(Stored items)
<<<<

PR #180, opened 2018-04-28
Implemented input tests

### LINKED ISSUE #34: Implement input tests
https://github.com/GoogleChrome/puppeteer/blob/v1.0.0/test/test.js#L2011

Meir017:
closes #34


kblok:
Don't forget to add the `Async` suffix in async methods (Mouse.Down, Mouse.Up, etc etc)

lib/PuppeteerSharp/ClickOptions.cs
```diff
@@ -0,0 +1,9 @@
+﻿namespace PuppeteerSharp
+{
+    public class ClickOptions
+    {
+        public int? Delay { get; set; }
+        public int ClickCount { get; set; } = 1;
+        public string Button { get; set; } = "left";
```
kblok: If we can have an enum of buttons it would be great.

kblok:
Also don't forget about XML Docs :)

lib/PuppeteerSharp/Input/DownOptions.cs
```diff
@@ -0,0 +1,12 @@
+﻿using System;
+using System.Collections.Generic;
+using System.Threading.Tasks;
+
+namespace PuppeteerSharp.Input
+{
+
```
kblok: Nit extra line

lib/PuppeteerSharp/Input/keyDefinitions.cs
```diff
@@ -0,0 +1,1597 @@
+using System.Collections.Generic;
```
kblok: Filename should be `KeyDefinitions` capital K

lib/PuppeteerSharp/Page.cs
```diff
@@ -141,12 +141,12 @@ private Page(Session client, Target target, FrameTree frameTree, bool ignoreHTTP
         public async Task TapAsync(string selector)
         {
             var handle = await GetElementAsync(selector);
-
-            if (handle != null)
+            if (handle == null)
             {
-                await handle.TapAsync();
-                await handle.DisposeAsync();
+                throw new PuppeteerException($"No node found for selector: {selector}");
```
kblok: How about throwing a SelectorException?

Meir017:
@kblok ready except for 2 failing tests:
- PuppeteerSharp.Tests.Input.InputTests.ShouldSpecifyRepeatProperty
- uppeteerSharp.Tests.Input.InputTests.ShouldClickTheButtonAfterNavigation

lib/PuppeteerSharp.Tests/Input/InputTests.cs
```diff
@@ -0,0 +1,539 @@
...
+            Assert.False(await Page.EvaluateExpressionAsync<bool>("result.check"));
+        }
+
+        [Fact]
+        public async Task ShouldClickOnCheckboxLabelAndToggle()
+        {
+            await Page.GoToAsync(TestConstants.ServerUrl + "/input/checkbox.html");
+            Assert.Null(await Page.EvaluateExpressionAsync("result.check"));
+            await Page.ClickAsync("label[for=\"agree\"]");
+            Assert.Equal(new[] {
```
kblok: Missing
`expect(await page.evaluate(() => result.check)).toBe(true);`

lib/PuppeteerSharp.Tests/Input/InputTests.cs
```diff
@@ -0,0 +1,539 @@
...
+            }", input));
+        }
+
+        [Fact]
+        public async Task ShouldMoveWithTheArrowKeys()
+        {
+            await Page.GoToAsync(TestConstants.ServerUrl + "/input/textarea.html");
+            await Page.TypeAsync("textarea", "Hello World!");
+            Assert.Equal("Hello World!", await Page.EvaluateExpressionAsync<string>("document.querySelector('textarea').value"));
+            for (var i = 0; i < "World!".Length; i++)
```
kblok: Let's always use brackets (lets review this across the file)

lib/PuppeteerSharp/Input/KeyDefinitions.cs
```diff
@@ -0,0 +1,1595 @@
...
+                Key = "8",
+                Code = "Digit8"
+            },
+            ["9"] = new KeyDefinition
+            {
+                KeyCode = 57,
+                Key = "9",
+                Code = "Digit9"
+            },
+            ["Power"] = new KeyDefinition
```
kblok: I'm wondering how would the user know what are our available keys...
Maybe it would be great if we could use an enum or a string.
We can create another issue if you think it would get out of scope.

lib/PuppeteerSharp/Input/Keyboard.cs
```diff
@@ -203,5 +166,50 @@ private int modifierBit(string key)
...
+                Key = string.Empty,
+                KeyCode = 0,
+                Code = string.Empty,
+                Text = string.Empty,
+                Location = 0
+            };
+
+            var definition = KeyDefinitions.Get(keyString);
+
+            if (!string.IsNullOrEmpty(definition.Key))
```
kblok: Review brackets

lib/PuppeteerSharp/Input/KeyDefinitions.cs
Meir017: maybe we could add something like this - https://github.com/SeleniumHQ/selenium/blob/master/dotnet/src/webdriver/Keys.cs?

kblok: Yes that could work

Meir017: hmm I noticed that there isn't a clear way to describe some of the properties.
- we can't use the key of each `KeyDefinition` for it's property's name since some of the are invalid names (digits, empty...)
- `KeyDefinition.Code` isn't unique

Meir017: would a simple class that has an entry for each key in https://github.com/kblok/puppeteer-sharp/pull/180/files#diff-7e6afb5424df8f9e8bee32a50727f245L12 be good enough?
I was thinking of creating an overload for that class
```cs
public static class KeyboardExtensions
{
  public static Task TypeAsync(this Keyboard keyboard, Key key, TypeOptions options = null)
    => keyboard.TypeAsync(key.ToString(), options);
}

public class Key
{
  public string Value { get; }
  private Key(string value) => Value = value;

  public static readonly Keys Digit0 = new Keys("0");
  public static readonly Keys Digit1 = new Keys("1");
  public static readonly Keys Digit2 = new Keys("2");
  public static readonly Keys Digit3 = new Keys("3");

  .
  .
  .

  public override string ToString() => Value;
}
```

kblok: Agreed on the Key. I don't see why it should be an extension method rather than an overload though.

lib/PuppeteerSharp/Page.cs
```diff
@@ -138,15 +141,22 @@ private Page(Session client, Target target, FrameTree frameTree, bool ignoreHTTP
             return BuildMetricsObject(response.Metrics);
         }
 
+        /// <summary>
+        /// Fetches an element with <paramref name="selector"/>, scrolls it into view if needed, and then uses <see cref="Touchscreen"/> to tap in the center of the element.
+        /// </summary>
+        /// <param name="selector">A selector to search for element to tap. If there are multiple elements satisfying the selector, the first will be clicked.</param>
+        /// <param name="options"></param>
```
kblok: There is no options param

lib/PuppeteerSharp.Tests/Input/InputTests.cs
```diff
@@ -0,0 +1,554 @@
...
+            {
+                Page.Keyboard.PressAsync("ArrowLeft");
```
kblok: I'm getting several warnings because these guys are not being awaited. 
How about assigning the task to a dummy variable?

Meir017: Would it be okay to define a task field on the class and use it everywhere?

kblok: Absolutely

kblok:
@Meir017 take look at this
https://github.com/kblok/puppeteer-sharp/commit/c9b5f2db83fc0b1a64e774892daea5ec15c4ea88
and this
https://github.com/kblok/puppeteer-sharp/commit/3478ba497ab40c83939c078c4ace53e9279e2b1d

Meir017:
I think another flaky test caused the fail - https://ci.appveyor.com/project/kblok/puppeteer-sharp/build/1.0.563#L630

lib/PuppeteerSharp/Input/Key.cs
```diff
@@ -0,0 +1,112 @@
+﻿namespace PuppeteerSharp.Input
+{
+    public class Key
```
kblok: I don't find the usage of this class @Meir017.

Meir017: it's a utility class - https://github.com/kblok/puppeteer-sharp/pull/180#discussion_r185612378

>>>>

TASK ITEM:
From the entries, report each line that includes the word "ServerUrl".

FINISHED TASK:
+            await Page.GoToAsync(TestConstants.ServerUrl + "/input/checkbox.html");
+            await Page.GoToAsync(TestConstants.ServerUrl + "/input/textarea.html");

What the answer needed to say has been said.